(DATA FOR REVIEW begins)

PR #9, opened 2023-02-12
Replace Http Server + Add WebSockets

pythongosssss:
As discussed, implemented WebSockets to replace the current polling.
I was going to move the classes out to separate files, but for ease of reviewing i've left them in main but it might be worth you splitting them out

### DIFF
--- a/main.py
+++ b/main.py
@@ -7,6 +7,16 @@ import heapq
 import traceback
 import asyncio
 
+try:
+    import aiohttp
+    from aiohttp import web
+except ImportError:
+    print("Module 'aiohttp' not installed. Please install it via:")
+    print("pip install aiohttp")
+    print("or")
+    print("pip install -r requirements.txt")
+    sys.exit()
+
 if __name__ == "__main__":
     if '--help' in sys.argv:
         print("Valid Command line Arguments:")
@@ -345,9 +355,6 @@ class PromptQueue:
                     self.socket_handler.queue_updated(self)
                     return True
         return False
-
-import aiohttp
-from aiohttp import web
 
 def get_queue_info(prompt_queue):
     prompt_info = {}
--- a/main.py
+++ b/main.py
@@ -532,9 +532,5 @@ if __name__ == "__main__":
     except:
         pass
 
-    try:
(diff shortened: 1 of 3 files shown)


comfyanonymous:
Seems to work and the good news is that I noticed that aiohttp seems to already get pulled in by one of the dependencies.

Small issue that I found is that I need to do CTRL-C twice to kill it now?

webshit/index.html
```diff
@@ -480,14 +480,56 @@
...
 
-setInterval(function(){
-  fetch('/prompt')
-    .then(response => response.json())
-    .then(data => {
-        document.getElementById("queuesize").innerHTML = "Queue size: " + data.exec_info.queue_remaining + "";
-    }).catch((response) => {document.getElementById("queuesize").innerHTML = "Queue size: ERR"});
-}, 500);
+        let opened = false;
+        ws = new WebSocket(`ws://${location.host}/ws`);
```
comfyanonymous: You should detect if it's wss or ws in case someone tries to use https.

main.py
```diff
@@ -336,35 +352,79 @@ def delete_queue_item(self, function):
...
+        self.app = web.Application()
+        routes = web.RouteTableDef()
+
+        @routes.get('/ws')
+        async def websocket_handler(request):
+            return await self.socket_handler.process(request)
+        
+        @routes.get("/")
+        async def get_root(request):
+            return aiohttp.web.HTTPFound('/index.html')
```
comfyanonymous: Can you make it return index.html instead of a redirect?

pythongosssss:
Investigating the CTRL+C issue, I don't have it on Windows, trying to get it running via WSL

main.py
```diff
@@ -471,6 +532,9 @@ def run(prompt_queue, address='', port=8188):
     except:
         pass
 
-    run(q, address=address, port=port)
+    try:
+        loop.run_until_complete(run(q, socket_handler, address=address, port=port))
+    except KeyboardInterrupt:
```
comfyanonymous: My ctrl-c issue is fixed if I remove this try/except.

pythongosssss: I've removed it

(DATA FOR REVIEW ends)

● **EXERCISE AIM**:
An exact copy of every record above is required.

● **FINISHED EXERCISE**:
PR #9, opened 2023-02-12
Replace Http Server + Add WebSockets

pythongosssss:
As discussed, implemented WebSockets to replace the current polling.
I was going to move the classes out to separate files, but for ease of reviewing i've left them in main but it might be worth you splitting them out

### DIFF
--- a/main.py
+++ b/main.py
@@ -7,6 +7,16 @@ import heapq
 import traceback
 import asyncio
 
+try:
+    import aiohttp
+    from aiohttp import web
+except ImportError:
+    print("Module 'aiohttp' not installed. Please install it via:")
+    print("pip install aiohttp")
+    print("or")
+    print("pip install -r requirements.txt")
+    sys.exit()
+
 if __name__ == "__main__":
     if '--help' in sys.argv:
         print("Valid Command line Arguments:")
@@ -345,9 +355,6 @@ class PromptQueue:
                     self.socket_handler.queue_updated(self)
                     return True
         return False
-
-import aiohttp
-from aiohttp import web
 
 def get_queue_info(prompt_queue):
     prompt_info = {}
--- a/main.py
+++ b/main.py
@@ -532,9 +532,5 @@ if __name__ == "__main__":
     except:
         pass
 
-    try:
(diff shortened: 1 of 3 files shown)


comfyanonymous:
Seems to work and the good news is that I noticed that aiohttp seems to already get pulled in by one of the dependencies.

Small issue that I found is that I need to do CTRL-C twice to kill it now?

webshit/index.html
```diff
@@ -480,14 +480,56 @@
...
 
-setInterval(function(){
-  fetch('/prompt')
-    .then(response => response.json())
-    .then(data => {
-        document.getElementById("queuesize").innerHTML = "Queue size: " + data.exec_info.queue_remaining + "";
-    }).catch((response) => {document.getElementById("queuesize").innerHTML = "Queue size: ERR"});
-}, 500);
+        let opened = false;
+        ws = new WebSocket(`ws://${location.host}/ws`);
```
comfyanonymous: You should detect if it's wss or ws in case someone tries to use https.

main.py
```diff
@@ -336,35 +352,79 @@ def delete_queue_item(self, function):
...
+        self.app = web.Application()
+        routes = web.RouteTableDef()
+
+        @routes.get('/ws')
+        async def websocket_handler(request):
+            return await self.socket_handler.process(request)
+        
+        @routes.get("/")
+        async def get_root(request):
+            return aiohttp.web.HTTPFound('/index.html')
```
comfyanonymous: Can you make it return index.html instead of a redirect?

pythongosssss:
Investigating the CTRL+C issue, I don't have it on Windows, trying to get it running via WSL

main.py
```diff
@@ -471,6 +532,9 @@ def run(prompt_queue, address='', port=8188):
     except:
         pass
 
-    run(q, address=address, port=port)
+    try:
+        loop.run_until_complete(run(q, socket_handler, address=address, port=port))
+    except KeyboardInterrupt:
```
comfyanonymous: My ctrl-c issue is fixed if I remove this try/except.

pythongosssss: I've removed it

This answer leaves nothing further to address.